[Opening Materials provided section]

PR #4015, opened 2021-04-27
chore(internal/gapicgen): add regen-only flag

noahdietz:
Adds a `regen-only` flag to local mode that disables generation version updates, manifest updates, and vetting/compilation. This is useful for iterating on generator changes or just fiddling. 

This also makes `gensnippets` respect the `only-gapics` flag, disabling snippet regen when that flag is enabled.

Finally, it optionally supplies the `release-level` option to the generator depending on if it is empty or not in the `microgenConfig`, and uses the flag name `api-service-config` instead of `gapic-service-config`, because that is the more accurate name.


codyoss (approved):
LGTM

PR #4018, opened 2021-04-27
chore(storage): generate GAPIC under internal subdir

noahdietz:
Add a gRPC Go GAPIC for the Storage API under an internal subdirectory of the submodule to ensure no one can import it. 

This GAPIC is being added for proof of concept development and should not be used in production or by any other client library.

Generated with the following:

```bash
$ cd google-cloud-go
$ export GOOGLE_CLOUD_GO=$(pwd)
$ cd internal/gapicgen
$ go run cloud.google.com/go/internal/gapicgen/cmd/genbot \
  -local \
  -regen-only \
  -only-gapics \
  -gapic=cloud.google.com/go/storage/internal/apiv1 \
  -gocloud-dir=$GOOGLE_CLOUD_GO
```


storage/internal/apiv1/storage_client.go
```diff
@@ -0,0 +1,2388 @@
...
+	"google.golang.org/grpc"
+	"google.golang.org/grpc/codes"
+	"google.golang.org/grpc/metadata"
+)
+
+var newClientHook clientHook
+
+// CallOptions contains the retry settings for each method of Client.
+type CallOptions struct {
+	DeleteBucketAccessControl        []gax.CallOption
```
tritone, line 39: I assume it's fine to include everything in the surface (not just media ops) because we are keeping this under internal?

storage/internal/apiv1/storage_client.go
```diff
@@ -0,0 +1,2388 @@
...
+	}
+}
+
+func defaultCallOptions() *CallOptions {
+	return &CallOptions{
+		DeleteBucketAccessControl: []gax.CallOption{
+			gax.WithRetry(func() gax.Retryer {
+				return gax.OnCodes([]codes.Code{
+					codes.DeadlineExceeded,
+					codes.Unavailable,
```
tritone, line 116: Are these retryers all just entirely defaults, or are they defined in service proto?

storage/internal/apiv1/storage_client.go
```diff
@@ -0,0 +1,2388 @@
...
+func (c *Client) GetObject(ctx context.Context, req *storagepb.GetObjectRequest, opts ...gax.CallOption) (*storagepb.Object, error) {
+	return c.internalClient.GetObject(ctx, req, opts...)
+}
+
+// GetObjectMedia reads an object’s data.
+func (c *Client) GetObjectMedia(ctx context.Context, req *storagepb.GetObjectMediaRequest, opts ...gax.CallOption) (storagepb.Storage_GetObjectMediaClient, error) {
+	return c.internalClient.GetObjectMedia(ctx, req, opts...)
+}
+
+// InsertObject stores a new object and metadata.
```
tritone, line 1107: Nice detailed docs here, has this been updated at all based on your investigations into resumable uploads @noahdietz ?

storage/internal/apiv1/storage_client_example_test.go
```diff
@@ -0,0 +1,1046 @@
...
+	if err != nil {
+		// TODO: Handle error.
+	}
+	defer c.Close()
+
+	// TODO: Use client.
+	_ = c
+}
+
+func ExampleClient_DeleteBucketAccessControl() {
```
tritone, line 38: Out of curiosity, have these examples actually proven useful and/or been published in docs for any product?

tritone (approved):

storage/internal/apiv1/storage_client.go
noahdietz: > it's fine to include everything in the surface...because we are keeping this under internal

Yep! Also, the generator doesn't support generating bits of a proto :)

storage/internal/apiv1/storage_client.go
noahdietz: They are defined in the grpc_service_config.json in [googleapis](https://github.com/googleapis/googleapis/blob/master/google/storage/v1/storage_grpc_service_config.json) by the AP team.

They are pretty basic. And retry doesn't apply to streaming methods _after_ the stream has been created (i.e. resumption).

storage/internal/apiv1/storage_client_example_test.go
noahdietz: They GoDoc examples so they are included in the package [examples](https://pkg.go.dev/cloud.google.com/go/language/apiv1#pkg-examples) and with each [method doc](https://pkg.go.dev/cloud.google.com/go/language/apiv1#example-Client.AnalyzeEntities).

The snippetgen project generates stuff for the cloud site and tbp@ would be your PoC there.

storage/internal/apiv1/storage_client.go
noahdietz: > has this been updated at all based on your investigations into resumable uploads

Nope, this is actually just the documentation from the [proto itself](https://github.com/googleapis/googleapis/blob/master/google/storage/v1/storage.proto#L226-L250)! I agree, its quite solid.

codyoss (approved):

[Closing Materials provided section]

» **Exercise instructions**
Using the data above, restate every record word for word.

» **Answer below**
PR #4015, opened 2021-04-27
chore(internal/gapicgen): add regen-only flag

noahdietz:
Adds a `regen-only` flag to local mode that disables generation version updates, manifest updates, and vetting/compilation. This is useful for iterating on generator changes or just fiddling. 

This also makes `gensnippets` respect the `only-gapics` flag, disabling snippet regen when that flag is enabled.

Finally, it optionally supplies the `release-level` option to the generator depending on if it is empty or not in the `microgenConfig`, and uses the flag name `api-service-config` instead of `gapic-service-config`, because that is the more accurate name.


codyoss (approved):
LGTM

PR #4018, opened 2021-04-27
chore(storage): generate GAPIC under internal subdir

noahdietz:
Add a gRPC Go GAPIC for the Storage API under an internal subdirectory of the submodule to ensure no one can import it. 

This GAPIC is being added for proof of concept development and should not be used in production or by any other client library.

Generated with the following:

```bash
$ cd google-cloud-go
$ export GOOGLE_CLOUD_GO=$(pwd)
$ cd internal/gapicgen
$ go run cloud.google.com/go/internal/gapicgen/cmd/genbot \
  -local \
  -regen-only \
  -only-gapics \
  -gapic=cloud.google.com/go/storage/internal/apiv1 \
  -gocloud-dir=$GOOGLE_CLOUD_GO
```


storage/internal/apiv1/storage_client.go
```diff
@@ -0,0 +1,2388 @@
...
+	"google.golang.org/grpc"
+	"google.golang.org/grpc/codes"
+	"google.golang.org/grpc/metadata"
+)
+
+var newClientHook clientHook
+
+// CallOptions contains the retry settings for each method of Client.
+type CallOptions struct {
+	DeleteBucketAccessControl        []gax.CallOption
```
tritone, line 39: I assume it's fine to include everything in the surface (not just media ops) because we are keeping this under internal?

storage/internal/apiv1/storage_client.go
```diff
@@ -0,0 +1,2388 @@
...
+	}
+}
+
+func defaultCallOptions() *CallOptions {
+	return &CallOptions{
+		DeleteBucketAccessControl: []gax.CallOption{
+			gax.WithRetry(func() gax.Retryer {
+				return gax.OnCodes([]codes.Code{
+					codes.DeadlineExceeded,
+					codes.Unavailable,
```
tritone, line 116: Are these retryers all just entirely defaults, or are they defined in service proto?

storage/internal/apiv1/storage_client.go
```diff
@@ -0,0 +1,2388 @@
...
+func (c *Client) GetObject(ctx context.Context, req *storagepb.GetObjectRequest, opts ...gax.CallOption) (*storagepb.Object, error) {
+	return c.internalClient.GetObject(ctx, req, opts...)
+}
+
+// GetObjectMedia reads an object’s data.
+func (c *Client) GetObjectMedia(ctx context.Context, req *storagepb.GetObjectMediaRequest, opts ...gax.CallOption) (storagepb.Storage_GetObjectMediaClient, error) {
+	return c.internalClient.GetObjectMedia(ctx, req, opts...)
+}
+
+// InsertObject stores a new object and metadata.
```
tritone, line 1107: Nice detailed docs here, has this been updated at all based on your investigations into resumable uploads @noahdietz ?

storage/internal/apiv1/storage_client_example_test.go
```diff
@@ -0,0 +1,1046 @@
...
+	if err != nil {
+		// TODO: Handle error.
+	}
+	defer c.Close()
+
+	// TODO: Use client.
+	_ = c
+}
+
+func ExampleClient_DeleteBucketAccessControl() {
```
tritone, line 38: Out of curiosity, have these examples actually proven useful and/or been published in docs for any product?

tritone (approved):

storage/internal/apiv1/storage_client.go
noahdietz: > it's fine to include everything in the surface...because we are keeping this under internal

Yep! Also, the generator doesn't support generating bits of a proto :)

storage/internal/apiv1/storage_client.go
noahdietz: They are defined in the grpc_service_config.json in [googleapis](https://github.com/googleapis/googleapis/blob/master/google/storage/v1/storage_grpc_service_config.json) by the AP team.

They are pretty basic. And retry doesn't apply to streaming methods _after_ the stream has been created (i.e. resumption).

storage/internal/apiv1/storage_client_example_test.go
noahdietz: They GoDoc examples so they are included in the package [examples](https://pkg.go.dev/cloud.google.com/go/language/apiv1#pkg-examples) and with each [method doc](https://pkg.go.dev/cloud.google.com/go/language/apiv1#example-Client.AnalyzeEntities).

The snippetgen project generates stuff for the cloud site and tbp@ would be your PoC there.

storage/internal/apiv1/storage_client.go
noahdietz: > has this been updated at all based on your investigations into resumable uploads

Nope, this is actually just the documentation from the [proto itself](https://github.com/googleapis/googleapis/blob/master/google/storage/v1/storage.proto#L226-L250)! I agree, its quite solid.

codyoss (approved):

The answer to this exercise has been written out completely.